■ **Goal of the exercise**
Every line below that holds "will" must be copied.

########

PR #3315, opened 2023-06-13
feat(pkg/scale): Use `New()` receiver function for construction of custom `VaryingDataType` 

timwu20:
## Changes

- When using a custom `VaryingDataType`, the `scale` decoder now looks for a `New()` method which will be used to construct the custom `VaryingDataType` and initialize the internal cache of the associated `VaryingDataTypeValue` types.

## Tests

########

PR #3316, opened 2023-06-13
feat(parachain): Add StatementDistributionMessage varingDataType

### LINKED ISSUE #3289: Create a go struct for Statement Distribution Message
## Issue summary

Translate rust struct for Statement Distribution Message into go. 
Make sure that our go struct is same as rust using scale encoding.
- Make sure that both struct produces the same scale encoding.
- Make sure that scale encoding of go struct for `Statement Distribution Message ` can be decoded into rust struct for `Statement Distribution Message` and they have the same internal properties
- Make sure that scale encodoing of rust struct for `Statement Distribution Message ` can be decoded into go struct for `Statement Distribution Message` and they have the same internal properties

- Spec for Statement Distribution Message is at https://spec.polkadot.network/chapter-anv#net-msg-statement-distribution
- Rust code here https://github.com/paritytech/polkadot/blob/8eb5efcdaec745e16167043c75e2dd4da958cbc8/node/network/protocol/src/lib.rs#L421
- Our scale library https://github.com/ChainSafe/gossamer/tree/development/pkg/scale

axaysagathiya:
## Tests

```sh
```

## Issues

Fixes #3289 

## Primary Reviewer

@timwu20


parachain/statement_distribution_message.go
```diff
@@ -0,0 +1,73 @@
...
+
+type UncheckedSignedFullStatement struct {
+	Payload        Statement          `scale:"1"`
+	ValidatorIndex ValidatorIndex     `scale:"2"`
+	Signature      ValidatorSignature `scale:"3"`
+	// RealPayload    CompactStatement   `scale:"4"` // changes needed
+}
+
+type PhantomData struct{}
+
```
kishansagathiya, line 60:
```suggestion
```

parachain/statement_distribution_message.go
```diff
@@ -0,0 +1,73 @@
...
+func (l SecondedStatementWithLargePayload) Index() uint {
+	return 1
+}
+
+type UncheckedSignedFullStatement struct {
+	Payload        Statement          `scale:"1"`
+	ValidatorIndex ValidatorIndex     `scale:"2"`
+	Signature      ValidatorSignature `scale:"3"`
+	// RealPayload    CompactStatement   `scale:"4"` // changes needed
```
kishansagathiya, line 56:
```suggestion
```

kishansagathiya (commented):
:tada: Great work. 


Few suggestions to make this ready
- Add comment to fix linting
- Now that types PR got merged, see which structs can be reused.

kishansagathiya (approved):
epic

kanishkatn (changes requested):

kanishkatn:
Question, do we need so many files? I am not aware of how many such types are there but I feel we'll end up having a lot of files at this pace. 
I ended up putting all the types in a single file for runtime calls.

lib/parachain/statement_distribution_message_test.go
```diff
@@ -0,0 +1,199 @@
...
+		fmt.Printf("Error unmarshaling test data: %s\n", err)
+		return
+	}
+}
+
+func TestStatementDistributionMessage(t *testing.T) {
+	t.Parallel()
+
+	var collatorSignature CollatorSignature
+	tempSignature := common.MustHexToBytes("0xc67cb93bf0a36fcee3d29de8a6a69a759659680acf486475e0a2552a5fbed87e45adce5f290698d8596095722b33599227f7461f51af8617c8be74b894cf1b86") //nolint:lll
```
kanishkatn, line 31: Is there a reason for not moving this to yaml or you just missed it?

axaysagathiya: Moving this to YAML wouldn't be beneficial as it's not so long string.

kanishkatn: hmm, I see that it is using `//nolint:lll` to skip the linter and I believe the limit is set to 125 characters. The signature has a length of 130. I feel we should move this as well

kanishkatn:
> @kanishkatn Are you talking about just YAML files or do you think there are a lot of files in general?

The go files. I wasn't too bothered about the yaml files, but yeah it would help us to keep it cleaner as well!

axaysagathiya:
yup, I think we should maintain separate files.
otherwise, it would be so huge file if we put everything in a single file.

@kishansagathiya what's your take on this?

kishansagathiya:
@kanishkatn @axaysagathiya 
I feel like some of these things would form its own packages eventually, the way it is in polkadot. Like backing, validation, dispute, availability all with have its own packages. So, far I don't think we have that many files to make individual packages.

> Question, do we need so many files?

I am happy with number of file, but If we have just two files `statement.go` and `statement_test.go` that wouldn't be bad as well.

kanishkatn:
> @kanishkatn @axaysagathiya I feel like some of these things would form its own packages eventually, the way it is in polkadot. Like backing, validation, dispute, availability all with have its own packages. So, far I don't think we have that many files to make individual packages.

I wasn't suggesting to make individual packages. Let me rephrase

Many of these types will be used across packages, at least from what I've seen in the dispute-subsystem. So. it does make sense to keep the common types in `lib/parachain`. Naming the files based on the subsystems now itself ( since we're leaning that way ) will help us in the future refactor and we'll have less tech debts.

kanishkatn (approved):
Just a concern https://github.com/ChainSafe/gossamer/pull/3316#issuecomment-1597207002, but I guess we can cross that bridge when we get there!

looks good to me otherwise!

########

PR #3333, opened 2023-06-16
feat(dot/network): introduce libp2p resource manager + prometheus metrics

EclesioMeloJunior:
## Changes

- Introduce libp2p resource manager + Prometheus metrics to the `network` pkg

########

■ **Finished task**
- When using a custom `VaryingDataType`, the `scale` decoder now looks for a `New()` method which will be used to construct the custom `VaryingDataType` and initialize the internal cache of the associated `VaryingDataTypeValue` types.
Many of these types will be used across packages, at least from what I've seen in the dispute-subsystem. So. it does make sense to keep the common types in `lib/parachain`. Naming the files based on the subsystems now itself ( since we're leaning that way ) will help us in the future refactor and we'll have less tech debts.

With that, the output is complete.